_PROBLEM STATEMENT_
Keep only those lines of the records that include the string "docs".

——————

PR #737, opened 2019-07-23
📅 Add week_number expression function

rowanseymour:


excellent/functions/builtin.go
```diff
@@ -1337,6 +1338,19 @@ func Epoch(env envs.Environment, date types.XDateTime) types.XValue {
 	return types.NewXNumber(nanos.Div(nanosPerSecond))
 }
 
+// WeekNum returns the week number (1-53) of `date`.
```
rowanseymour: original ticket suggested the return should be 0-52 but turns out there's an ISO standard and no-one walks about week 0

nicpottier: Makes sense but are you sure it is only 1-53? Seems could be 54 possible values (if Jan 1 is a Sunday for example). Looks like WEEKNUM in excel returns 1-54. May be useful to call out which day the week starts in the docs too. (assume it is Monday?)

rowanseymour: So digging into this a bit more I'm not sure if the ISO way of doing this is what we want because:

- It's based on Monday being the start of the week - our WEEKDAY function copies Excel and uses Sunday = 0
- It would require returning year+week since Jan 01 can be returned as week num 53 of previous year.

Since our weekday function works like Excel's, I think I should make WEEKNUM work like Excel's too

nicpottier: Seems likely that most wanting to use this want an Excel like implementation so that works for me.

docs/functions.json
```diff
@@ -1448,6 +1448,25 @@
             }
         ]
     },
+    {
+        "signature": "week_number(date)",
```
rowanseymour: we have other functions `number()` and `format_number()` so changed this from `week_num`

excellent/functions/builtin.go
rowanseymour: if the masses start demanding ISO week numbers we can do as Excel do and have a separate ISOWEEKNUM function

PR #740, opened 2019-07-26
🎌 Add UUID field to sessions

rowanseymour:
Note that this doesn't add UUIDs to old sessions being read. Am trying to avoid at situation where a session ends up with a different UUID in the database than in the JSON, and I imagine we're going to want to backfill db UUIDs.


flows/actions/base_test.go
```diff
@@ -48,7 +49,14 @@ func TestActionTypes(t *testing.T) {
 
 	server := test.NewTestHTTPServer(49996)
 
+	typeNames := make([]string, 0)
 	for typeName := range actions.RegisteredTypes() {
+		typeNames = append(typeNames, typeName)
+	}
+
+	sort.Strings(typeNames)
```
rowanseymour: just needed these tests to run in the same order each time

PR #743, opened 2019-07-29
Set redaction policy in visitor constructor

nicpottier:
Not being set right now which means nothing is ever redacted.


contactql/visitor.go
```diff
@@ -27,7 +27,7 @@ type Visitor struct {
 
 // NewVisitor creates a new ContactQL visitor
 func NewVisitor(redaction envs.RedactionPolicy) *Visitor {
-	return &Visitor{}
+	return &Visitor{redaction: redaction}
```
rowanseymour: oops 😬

——————

_FINISHED EXERCISE_
nicpottier: Makes sense but are you sure it is only 1-53? Seems could be 54 possible values (if Jan 1 is a Sunday for example). Looks like WEEKNUM in excel returns 1-54. May be useful to call out which day the week starts in the docs too. (assume it is Monday?)
docs/functions.json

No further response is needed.